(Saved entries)
============================================================
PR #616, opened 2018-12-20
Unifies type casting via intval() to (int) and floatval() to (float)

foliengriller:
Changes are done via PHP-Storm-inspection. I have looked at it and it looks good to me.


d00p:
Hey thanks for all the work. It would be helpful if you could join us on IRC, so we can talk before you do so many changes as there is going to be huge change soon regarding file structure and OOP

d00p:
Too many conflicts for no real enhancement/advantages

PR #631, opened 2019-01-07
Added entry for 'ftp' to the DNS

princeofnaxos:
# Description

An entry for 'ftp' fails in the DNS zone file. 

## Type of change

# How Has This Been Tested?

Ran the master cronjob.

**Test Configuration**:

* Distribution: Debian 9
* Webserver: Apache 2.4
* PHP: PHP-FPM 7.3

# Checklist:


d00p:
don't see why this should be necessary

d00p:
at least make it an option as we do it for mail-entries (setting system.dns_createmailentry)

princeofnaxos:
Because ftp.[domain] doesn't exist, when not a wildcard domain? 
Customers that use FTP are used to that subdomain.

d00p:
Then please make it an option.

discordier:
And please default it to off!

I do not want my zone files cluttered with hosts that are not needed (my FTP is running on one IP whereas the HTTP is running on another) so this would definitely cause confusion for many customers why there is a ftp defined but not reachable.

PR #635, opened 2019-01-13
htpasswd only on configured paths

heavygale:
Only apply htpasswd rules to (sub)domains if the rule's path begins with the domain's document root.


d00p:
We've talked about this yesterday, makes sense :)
============================================================
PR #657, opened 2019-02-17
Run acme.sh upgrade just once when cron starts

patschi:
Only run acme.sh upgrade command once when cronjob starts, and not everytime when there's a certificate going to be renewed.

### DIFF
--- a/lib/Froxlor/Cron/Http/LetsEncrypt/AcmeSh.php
============================================================
For every line above in which the string "once" appears, add one; please give the final count and nothing else.

Reply to the task →
2